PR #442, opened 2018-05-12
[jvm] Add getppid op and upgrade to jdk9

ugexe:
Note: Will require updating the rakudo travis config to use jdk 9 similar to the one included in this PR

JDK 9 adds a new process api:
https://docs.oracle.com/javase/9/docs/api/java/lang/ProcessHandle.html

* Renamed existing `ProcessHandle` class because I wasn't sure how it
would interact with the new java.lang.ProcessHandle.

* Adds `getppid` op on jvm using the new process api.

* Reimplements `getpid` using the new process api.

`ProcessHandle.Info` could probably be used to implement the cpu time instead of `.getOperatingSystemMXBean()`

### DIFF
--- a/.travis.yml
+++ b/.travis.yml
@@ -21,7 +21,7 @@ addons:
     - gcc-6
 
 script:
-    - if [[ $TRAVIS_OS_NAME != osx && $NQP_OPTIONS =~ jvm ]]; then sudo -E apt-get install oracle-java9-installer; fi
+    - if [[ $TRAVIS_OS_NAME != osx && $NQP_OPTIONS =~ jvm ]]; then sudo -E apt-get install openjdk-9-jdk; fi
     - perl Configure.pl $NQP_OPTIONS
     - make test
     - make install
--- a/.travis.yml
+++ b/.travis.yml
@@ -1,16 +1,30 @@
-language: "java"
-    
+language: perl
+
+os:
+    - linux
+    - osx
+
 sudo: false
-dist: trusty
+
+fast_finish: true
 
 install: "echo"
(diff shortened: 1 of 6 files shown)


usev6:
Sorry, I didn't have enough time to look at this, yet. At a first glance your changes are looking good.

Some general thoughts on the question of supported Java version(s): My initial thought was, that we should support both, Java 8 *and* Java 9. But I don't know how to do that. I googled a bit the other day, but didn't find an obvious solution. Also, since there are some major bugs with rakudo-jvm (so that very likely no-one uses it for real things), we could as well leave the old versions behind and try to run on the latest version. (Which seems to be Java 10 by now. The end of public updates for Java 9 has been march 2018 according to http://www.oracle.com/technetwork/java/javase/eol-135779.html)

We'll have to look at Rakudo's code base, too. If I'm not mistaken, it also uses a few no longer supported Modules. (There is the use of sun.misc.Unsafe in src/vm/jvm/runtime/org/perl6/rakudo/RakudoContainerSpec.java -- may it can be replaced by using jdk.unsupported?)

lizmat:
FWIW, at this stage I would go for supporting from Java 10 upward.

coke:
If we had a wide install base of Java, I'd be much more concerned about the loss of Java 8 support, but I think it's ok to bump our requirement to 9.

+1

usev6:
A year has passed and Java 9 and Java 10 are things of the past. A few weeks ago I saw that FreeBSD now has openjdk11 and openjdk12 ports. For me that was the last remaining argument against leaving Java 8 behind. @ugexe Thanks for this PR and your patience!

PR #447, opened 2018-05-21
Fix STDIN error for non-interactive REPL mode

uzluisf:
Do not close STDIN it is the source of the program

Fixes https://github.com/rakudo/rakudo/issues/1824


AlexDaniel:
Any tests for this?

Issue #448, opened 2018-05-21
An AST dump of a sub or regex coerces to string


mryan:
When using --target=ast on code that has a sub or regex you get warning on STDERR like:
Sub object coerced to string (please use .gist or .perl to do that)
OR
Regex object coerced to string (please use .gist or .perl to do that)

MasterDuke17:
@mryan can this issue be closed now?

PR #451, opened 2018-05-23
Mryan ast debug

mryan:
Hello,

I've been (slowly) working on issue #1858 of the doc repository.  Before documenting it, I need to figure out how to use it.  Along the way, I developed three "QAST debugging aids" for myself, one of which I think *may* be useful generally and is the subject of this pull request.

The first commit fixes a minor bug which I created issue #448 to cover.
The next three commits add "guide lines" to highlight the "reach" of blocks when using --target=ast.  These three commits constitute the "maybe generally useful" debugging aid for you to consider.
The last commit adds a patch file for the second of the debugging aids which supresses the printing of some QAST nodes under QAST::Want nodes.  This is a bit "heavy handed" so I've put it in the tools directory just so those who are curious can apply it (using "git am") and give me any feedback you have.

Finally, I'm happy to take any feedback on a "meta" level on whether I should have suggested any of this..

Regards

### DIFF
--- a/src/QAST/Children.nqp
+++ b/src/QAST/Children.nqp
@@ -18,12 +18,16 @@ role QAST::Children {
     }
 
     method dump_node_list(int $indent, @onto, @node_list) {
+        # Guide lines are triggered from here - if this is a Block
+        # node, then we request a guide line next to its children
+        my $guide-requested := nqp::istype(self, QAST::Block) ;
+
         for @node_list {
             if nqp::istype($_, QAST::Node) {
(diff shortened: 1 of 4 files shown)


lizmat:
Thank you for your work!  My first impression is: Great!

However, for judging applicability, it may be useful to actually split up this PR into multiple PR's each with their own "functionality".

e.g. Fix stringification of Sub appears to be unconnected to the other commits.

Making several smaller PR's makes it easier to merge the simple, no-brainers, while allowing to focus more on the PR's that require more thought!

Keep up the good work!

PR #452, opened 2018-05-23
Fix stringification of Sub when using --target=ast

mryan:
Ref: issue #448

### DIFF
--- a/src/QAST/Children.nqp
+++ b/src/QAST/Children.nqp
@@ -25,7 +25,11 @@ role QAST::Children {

...

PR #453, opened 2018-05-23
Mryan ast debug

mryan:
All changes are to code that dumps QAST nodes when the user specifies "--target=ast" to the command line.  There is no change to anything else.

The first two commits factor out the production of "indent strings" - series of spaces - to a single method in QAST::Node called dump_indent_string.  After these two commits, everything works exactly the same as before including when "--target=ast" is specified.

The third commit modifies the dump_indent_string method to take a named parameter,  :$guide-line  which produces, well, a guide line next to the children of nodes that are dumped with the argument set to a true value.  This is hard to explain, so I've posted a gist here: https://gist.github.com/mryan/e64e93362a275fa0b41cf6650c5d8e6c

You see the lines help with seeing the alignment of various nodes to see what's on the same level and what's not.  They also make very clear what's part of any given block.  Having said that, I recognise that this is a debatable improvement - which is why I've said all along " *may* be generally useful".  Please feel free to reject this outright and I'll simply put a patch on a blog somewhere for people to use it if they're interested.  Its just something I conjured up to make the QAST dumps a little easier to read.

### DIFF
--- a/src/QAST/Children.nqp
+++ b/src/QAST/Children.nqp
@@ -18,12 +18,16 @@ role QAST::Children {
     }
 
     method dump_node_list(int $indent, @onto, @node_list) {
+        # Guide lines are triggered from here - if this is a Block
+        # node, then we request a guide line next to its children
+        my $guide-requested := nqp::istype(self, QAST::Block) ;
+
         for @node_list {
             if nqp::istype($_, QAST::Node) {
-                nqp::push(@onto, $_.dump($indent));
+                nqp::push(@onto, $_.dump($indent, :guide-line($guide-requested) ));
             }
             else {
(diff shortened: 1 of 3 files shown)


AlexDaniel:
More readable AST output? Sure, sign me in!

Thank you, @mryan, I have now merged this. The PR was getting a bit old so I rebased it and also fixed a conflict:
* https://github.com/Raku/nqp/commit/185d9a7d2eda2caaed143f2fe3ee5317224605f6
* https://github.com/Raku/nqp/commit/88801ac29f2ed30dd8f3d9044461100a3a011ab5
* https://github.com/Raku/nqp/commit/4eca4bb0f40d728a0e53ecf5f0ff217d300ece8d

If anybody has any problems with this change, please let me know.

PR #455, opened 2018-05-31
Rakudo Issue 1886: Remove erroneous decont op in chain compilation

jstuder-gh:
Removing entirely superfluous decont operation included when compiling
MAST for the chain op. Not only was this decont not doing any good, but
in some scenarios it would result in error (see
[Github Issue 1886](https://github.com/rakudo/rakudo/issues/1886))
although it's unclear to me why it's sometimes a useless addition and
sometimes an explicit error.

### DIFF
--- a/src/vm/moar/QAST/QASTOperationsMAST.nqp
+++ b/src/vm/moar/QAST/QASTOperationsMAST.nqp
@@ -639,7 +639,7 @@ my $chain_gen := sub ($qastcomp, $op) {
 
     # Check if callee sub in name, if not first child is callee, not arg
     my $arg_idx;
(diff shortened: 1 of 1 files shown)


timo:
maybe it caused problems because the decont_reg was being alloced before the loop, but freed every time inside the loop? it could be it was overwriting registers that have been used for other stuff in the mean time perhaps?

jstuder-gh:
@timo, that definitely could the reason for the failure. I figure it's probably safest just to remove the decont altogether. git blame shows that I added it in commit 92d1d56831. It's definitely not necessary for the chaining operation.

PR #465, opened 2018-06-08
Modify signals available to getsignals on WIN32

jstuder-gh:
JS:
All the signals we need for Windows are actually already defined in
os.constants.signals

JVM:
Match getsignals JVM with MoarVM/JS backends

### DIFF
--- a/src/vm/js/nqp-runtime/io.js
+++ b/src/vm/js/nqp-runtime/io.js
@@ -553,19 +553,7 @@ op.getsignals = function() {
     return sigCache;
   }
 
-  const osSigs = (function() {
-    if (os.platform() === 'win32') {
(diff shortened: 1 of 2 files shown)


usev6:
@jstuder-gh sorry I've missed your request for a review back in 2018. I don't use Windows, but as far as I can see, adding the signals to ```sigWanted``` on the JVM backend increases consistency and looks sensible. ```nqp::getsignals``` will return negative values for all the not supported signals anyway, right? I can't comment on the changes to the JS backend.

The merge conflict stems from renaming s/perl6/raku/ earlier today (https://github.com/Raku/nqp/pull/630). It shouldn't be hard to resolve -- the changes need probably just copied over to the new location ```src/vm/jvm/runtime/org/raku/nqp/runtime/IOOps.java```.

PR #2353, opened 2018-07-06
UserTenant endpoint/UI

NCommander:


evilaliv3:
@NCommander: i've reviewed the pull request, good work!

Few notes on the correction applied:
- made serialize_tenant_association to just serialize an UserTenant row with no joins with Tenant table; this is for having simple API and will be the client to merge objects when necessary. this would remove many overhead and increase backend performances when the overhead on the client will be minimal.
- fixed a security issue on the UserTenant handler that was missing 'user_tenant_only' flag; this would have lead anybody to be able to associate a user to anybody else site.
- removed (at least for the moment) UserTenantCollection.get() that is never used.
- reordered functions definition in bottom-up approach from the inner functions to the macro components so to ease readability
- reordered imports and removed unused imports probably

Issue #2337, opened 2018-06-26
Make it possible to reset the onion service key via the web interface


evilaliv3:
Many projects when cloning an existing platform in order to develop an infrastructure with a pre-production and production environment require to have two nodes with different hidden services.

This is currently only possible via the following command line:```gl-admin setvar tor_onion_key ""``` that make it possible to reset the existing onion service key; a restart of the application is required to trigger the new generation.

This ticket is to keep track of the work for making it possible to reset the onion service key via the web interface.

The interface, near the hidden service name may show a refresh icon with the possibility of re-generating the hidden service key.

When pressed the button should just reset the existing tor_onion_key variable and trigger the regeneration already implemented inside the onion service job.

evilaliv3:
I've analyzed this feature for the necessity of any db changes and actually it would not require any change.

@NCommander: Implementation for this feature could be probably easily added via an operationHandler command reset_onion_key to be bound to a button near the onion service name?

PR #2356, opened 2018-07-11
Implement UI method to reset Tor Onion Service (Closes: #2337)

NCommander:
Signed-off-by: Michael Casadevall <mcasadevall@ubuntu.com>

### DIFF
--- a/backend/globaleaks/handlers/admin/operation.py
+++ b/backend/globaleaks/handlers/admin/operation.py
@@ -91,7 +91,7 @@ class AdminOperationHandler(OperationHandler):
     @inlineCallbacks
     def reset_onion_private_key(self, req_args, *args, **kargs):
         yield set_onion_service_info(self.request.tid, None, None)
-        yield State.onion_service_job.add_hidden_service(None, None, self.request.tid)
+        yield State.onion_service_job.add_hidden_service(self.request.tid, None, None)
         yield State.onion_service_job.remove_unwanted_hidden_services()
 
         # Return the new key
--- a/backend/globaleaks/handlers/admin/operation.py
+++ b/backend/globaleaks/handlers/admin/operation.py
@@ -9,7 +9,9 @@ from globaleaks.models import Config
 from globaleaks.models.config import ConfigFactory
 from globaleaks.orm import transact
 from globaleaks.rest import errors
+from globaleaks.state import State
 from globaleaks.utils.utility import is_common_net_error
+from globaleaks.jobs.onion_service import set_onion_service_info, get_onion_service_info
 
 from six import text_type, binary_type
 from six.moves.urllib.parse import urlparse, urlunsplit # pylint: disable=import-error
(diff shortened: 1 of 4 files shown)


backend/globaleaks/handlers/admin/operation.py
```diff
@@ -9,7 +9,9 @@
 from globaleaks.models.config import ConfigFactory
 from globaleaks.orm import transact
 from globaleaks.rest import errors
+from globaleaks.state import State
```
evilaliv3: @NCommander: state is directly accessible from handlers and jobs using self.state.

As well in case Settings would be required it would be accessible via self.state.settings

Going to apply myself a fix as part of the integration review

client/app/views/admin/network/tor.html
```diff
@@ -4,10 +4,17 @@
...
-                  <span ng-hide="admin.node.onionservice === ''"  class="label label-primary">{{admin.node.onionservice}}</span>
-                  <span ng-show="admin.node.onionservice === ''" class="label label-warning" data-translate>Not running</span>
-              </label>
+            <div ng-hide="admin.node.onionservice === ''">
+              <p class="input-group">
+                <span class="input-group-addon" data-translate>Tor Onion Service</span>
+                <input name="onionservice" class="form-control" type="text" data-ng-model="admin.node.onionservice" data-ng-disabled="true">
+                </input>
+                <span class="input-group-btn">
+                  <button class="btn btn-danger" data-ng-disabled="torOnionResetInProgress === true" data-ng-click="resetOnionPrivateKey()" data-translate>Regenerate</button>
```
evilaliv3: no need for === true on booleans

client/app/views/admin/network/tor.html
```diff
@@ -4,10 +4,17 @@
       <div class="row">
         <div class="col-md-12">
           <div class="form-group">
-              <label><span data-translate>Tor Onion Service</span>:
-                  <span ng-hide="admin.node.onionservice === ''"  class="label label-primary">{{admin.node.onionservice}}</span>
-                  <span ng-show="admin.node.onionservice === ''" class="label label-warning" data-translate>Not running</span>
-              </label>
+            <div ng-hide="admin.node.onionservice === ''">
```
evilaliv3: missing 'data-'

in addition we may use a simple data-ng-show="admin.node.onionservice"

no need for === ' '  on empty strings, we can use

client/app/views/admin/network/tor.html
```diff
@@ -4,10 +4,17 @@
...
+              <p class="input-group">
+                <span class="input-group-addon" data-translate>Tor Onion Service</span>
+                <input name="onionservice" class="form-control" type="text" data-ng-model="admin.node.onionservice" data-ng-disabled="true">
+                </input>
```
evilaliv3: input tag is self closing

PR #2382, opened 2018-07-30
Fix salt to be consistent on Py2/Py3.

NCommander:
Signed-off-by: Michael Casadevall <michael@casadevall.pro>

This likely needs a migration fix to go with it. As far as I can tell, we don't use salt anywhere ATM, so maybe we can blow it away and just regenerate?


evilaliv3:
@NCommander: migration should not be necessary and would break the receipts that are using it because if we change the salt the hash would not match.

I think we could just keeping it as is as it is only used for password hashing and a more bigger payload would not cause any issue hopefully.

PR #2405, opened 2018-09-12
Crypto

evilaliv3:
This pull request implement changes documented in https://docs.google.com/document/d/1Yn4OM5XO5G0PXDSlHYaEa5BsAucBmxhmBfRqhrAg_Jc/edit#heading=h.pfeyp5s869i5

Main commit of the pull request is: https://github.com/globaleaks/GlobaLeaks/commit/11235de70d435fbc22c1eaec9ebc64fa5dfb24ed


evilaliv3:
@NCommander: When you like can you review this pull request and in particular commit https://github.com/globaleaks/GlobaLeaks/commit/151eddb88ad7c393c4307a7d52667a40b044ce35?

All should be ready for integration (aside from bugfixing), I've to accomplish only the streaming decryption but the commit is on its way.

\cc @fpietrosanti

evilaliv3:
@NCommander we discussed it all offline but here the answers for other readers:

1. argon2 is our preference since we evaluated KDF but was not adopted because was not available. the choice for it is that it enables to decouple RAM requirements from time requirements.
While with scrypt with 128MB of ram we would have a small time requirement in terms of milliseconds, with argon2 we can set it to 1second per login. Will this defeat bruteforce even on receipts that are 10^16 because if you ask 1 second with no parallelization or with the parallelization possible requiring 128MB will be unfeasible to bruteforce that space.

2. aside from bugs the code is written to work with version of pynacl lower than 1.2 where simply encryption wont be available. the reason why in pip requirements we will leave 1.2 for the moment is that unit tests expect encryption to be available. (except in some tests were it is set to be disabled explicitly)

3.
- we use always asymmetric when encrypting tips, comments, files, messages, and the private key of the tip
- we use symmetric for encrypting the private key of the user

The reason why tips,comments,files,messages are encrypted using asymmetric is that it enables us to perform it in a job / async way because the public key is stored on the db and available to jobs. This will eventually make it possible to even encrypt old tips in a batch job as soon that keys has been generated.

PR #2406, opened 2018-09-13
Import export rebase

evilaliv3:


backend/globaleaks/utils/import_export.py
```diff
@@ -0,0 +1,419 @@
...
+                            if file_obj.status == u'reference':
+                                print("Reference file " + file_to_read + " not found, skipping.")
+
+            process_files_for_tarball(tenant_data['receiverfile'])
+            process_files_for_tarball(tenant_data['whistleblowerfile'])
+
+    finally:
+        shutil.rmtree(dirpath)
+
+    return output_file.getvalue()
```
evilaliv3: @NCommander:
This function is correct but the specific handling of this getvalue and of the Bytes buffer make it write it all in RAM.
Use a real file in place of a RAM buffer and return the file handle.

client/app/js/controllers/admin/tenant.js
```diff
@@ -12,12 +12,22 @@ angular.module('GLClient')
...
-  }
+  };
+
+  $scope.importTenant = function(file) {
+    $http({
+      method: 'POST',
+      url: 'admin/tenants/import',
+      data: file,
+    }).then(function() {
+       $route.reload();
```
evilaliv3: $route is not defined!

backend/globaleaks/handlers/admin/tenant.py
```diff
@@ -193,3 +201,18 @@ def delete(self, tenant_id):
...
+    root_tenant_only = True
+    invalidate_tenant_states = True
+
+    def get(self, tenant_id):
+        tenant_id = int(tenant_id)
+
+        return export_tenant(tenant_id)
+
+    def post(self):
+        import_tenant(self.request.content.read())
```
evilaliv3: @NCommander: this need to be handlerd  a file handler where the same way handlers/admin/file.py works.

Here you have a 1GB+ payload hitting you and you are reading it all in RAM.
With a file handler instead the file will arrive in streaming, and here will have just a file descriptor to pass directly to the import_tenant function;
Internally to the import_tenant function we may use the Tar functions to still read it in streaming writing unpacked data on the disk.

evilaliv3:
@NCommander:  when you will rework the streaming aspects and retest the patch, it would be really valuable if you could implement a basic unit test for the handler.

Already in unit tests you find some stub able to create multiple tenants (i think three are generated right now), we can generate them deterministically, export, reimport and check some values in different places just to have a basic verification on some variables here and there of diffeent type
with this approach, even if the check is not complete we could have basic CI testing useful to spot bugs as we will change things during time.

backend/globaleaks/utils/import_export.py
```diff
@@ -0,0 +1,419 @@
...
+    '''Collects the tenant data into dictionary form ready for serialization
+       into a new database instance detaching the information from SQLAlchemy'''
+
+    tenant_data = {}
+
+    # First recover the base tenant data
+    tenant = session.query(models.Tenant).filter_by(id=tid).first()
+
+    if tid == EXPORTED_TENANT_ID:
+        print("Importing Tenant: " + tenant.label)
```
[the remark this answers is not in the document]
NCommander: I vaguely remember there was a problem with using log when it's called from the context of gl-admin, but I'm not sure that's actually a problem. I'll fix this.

Problem to solve
For every line in the listing above that mentions the word "accessible", make a copy.

Written answer
evilaliv3: @NCommander: state is directly accessible from handlers and jobs using self.state.
As well in case Settings would be required it would be accessible via self.state.settings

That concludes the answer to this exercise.